--- Supplied data Enclosed Below ---

PR #149, opened 2021-01-13
print the service instance creation date

spgreenberg:

Prints the service instance creation date in the output for billing purposes.

## security considerations

none


spgreenberg:
This script had some formatting issues with various service instances. I am not sure if that is because of the date. For the purpose of billing elastic search and redis, I instead created a different script.

PR #152, opened 2021-02-01
Add files via upload

kwadwok15:
- New script to pull all sandbox users without agreement.
- Script filters orgs based on org name. (non sandbox & sandbox)
- script out csv file into working folder. 

## security considerations
- Script pulls user names, which contains emails addresses. Keep this in mind when handling the script output

### DIFF
--- a/non_agreement_sandboxusers.sh
+++ b/non_agreement_sandboxusers.sh
@@ -1,0 +1,63 @@
+#!/bin/bash
+
+# Retrieves all users who are not part of an orgs with an agreement (sandbox users) and outputs to a CSV file.
+
+# Requires cf CLI version 7+ and jq to work.
+
+# NOTE:  The script logic is based on the assumtion that all sandbox orgs orgs do not have agreements.  
+
+# NOTE:  Only works if there are 5,000 or less orgs in the system at this time.
+
+
+set -e
+
+# Printing headers for csv file 
+printf 'User_Name,Agency,Account_creation_date,Org_Name\n' > users_to_contact.csv
+
+# Getting all non "sandbox-" org guids and storing it to a text file for later use 
+ORG_IDS=$(cf curl '/v3/organizations?per_page=5000'| jq -r '.resources |= sort_by(.name) | .resources[] | select(.name | contains("sandbox") | not ) | .guid')
+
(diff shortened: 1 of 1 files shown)


non_agreement_sandboxusers.sh
```diff
@@ -0,0 +1,63 @@
+#!/bin/bash
+
+# Retrieves all users who are not part of an orgs with an agreement (sandbox users) and outputs to a CSV file.
+
+# Requires cf CLI version 7+ and jq to work.
+
+# NOTE:  The script logic is based on the assumtion that all sandbox orgs orgs do not have agreements.
```
ccostino, line 7: Looks like an extra `orgs` here :-)

```suggestion
# NOTE:  The script logic is based on the assumption that all sandbox orgs do not have agreements.  
```

non_agreement_sandboxusers.sh
```diff
@@ -0,0 +1,63 @@
...
+                printf '%s, %s\n' "${ORG_USER_NAME}" "${ORG_NAME}" >> users_to_contact.csv
+                echo "users_to_contact csv printed successfully"
+            fi 
+        fi
+    done
+done
+
+# Removing file with non sandbox orgs user guids 
+echo "script executed sucessfully, removing temp file "
+rm -f non_sandbox_org_users.txt
```
ccostino, line 63: This isn't something that needs to be done now, but just for future consideration as it's something that @pburkholder brought to my attention as well - there are a couple of additional tools in UNIX that we can make use of for handling temporary files:

- [`mktemp`](https://ostechnix.com/the-mktemp-command-tutorial-with-examples-for-beginners/)
- [`trap`](https://www.shellscript.sh/trap.html)

`mktemp` is useful because it throws the file in `/tmp`, set it with a random/unique name, and gives it appropriate permissions, and `trap` ensures the file gets removed even if the script fails or is canceled halfway through.

Again, not something that needs to be done now, but something I wanted to share as I wasn't fully aware of these things either!

ccostino (commented):
Thanks, @kwadwok15!  There was only a small thing in the comments, and I added a note for future scripts, but otherwise this looks good!

ccostino (approved):
Thanks again, @kwadwok15 and @JohnGMullen!

PR #153, opened 2021-02-04
pushing cf-audit v3 changes

kwadwok15:
- update cf-audit.py to use use cf v3 api call
- update pagination logic to account for v3 pagination update. 
-
-

## security considerations
The script prints output to screen, which might show up in terminal history. 
The script print user emails (PII) to screen.

### DIFF
--- a/cf-audit.py
+++ b/cf-audit.py
@@ -16,6 +16,7 @@ import json
 import logging
 import subprocess
 import urllib
+from urllib.parse import urlparse
 
 
 def main():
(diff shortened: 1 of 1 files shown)


cf-audit.py
```diff
@@ -24,39 +25,44 @@ def main():
...
 
 def get_args():
     logging.basicConfig(level=logging.INFO)
     parser = argparse.ArgumentParser(
         description=description
     )
-    parser.add_argument('--after', help="find events after this timestamp (timestamp should be ISO8601)")
-    parser.add_argument('--before', help="find events before this timestamp (timestamp should be ISO8601)")
+    parser.add_argument('--after', help="find events after this timestamp (timestamp UTC formart YYYY-MM-DDThh:mm:ssZ)")
+    parser.add_argument('--before', help="find events before this timestamp (timestamp UTC formart YYYY-MM-DDThh:mm:ssZ)")
```
ccostino, line 65: Thanks for being a bit more explicit on the format here, that helps!  Just a slight spelling correction:

```suggestion
    parser.add_argument('--after', help="find events after this timestamp (timestamp UTC format YYYY-MM-DDThh:mm:ssZ)")
    parser.add_argument('--before', help="find events before this timestamp (timestamp UTC format YYYY-MM-DDThh:mm:ssZ)")
```

ccostino (commented):
Thank you, @kwadwok15!  This looks good to me as far as the changes, just a small spelling correction.

@pburkholder, you may also want to take a look at this to make sure the script is still providing the information needed for an audit.  We noticed that with the [API change from V2 to V3](http://v3-apidocs.cloudfoundry.org/version/3.93.0/#audit-events-in-v3) the event types were split out, and while it looks like the `audit events` are what we need, we just wanted to be sure.  Thanks!

ccostino (approved):
Thanks, @kwadwok15!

--- End of Enclosed Supplied data ---

- **What you will do**
Transcribe the data. Leave every line exactly as it is.

- **Result**
PR #149, opened 2021-01-13
print the service instance creation date

spgreenberg:

Prints the service instance creation date in the output for billing purposes.

## security considerations

none


spgreenberg:
This script had some formatting issues with various service instances. I am not sure if that is because of the date. For the purpose of billing elastic search and redis, I instead created a different script.

PR #152, opened 2021-02-01
Add files via upload

kwadwok15:
- New script to pull all sandbox users without agreement.
- Script filters orgs based on org name. (non sandbox & sandbox)
- script out csv file into working folder. 

## security considerations
- Script pulls user names, which contains emails addresses. Keep this in mind when handling the script output

### DIFF
--- a/non_agreement_sandboxusers.sh
+++ b/non_agreement_sandboxusers.sh
@@ -1,0 +1,63 @@
+#!/bin/bash
+
+# Retrieves all users who are not part of an orgs with an agreement (sandbox users) and outputs to a CSV file.
+
+# Requires cf CLI version 7+ and jq to work.
+
+# NOTE:  The script logic is based on the assumtion that all sandbox orgs orgs do not have agreements.  
+
+# NOTE:  Only works if there are 5,000 or less orgs in the system at this time.
+
+
+set -e
+
+# Printing headers for csv file 
+printf 'User_Name,Agency,Account_creation_date,Org_Name\n' > users_to_contact.csv
+
+# Getting all non "sandbox-" org guids and storing it to a text file for later use 
+ORG_IDS=$(cf curl '/v3/organizations?per_page=5000'| jq -r '.resources |= sort_by(.name) | .resources[] | select(.name | contains("sandbox") | not ) | .guid')
+
(diff shortened: 1 of 1 files shown)


non_agreement_sandboxusers.sh
```diff
@@ -0,0 +1,63 @@
+#!/bin/bash
+
+# Retrieves all users who are not part of an orgs with an agreement (sandbox users) and outputs to a CSV file.
+
+# Requires cf CLI version 7+ and jq to work.
+
+# NOTE:  The script logic is based on the assumtion that all sandbox orgs orgs do not have agreements.
```
ccostino, line 7: Looks like an extra `orgs` here :-)

```suggestion
# NOTE:  The script logic is based on the assumption that all sandbox orgs do not have agreements.  
```

non_agreement_sandboxusers.sh
```diff
@@ -0,0 +1,63 @@
...
+                printf '%s, %s\n' "${ORG_USER_NAME}" "${ORG_NAME}" >> users_to_contact.csv
+                echo "users_to_contact csv printed successfully"
+            fi 
+        fi
+    done
+done
+
+# Removing file with non sandbox orgs user guids 
+echo "script executed sucessfully, removing temp file "
+rm -f non_sandbox_org_users.txt
```
ccostino, line 63: This isn't something that needs to be done now, but just for future consideration as it's something that @pburkholder brought to my attention as well - there are a couple of additional tools in UNIX that we can make use of for handling temporary files:

- [`mktemp`](https://ostechnix.com/the-mktemp-command-tutorial-with-examples-for-beginners/)
- [`trap`](https://www.shellscript.sh/trap.html)

`mktemp` is useful because it throws the file in `/tmp`, set it with a random/unique name, and gives it appropriate permissions, and `trap` ensures the file gets removed even if the script fails or is canceled halfway through.

Again, not something that needs to be done now, but something I wanted to share as I wasn't fully aware of these things either!

ccostino (commented):
Thanks, @kwadwok15!  There was only a small thing in the comments, and I added a note for future scripts, but otherwise this looks good!

ccostino (approved):
Thanks again, @kwadwok15 and @JohnGMullen!

PR #153, opened 2021-02-04
pushing cf-audit v3 changes

kwadwok15:
- update cf-audit.py to use use cf v3 api call
- update pagination logic to account for v3 pagination update. 
-
-

## security considerations
The script prints output to screen, which might show up in terminal history. 
The script print user emails (PII) to screen.

### DIFF
--- a/cf-audit.py
+++ b/cf-audit.py
@@ -16,6 +16,7 @@ import json
 import logging
 import subprocess
 import urllib
+from urllib.parse import urlparse
 
 
 def main():
(diff shortened: 1 of 1 files shown)


cf-audit.py
```diff
@@ -24,39 +25,44 @@ def main():
...
 
 def get_args():
     logging.basicConfig(level=logging.INFO)
     parser = argparse.ArgumentParser(
         description=description
     )
-    parser.add_argument('--after', help="find events after this timestamp (timestamp should be ISO8601)")
-    parser.add_argument('--before', help="find events before this timestamp (timestamp should be ISO8601)")
+    parser.add_argument('--after', help="find events after this timestamp (timestamp UTC formart YYYY-MM-DDThh:mm:ssZ)")
+    parser.add_argument('--before', help="find events before this timestamp (timestamp UTC formart YYYY-MM-DDThh:mm:ssZ)")
```
ccostino, line 65: Thanks for being a bit more explicit on the format here, that helps!  Just a slight spelling correction:

```suggestion
    parser.add_argument('--after', help="find events after this timestamp (timestamp UTC format YYYY-MM-DDThh:mm:ssZ)")
    parser.add_argument('--before', help="find events before this timestamp (timestamp UTC format YYYY-MM-DDThh:mm:ssZ)")
```

ccostino (commented):
Thank you, @kwadwok15!  This looks good to me as far as the changes, just a small spelling correction.

@pburkholder, you may also want to take a look at this to make sure the script is still providing the information needed for an audit.  We noticed that with the [API change from V2 to V3](http://v3-apidocs.cloudfoundry.org/version/3.93.0/#audit-events-in-v3) the event types were split out, and while it looks like the `audit events` are what we need, we just wanted to be sure.  Thanks!

ccostino (approved):
Thanks, @kwadwok15!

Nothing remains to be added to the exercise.